Assigned task:
Starting with the first line and ending with the one that holds "fix(harness): avoid blocking", retype the entries exactly.

Given records:
# # # # # # #

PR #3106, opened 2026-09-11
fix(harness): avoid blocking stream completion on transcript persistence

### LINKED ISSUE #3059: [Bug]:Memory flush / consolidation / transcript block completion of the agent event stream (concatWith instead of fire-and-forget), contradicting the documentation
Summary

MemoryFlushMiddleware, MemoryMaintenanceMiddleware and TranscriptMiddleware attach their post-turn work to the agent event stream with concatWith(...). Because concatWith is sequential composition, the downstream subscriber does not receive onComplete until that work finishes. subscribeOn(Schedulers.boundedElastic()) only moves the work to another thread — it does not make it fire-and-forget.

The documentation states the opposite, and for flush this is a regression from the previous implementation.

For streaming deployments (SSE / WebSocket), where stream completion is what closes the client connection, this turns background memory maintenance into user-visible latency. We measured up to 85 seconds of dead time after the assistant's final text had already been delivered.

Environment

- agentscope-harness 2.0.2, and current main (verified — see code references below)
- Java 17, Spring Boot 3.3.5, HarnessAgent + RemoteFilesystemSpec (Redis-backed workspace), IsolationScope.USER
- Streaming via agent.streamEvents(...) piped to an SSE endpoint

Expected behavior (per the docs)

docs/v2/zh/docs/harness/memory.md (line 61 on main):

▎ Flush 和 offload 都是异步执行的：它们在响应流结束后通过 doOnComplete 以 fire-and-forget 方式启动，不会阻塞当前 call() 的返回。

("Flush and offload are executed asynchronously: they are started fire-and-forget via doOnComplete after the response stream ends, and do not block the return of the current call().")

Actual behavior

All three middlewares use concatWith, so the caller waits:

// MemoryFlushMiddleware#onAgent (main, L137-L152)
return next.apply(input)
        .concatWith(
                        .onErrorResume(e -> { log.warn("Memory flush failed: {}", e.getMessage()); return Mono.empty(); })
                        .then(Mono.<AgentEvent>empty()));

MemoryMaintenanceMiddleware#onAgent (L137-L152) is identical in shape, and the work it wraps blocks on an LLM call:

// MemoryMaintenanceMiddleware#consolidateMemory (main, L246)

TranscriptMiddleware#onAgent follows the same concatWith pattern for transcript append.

# # # # # # #

Exercise output:
PR #3106, opened 2026-09-11
fix(harness): avoid blocking stream completion on transcript persistence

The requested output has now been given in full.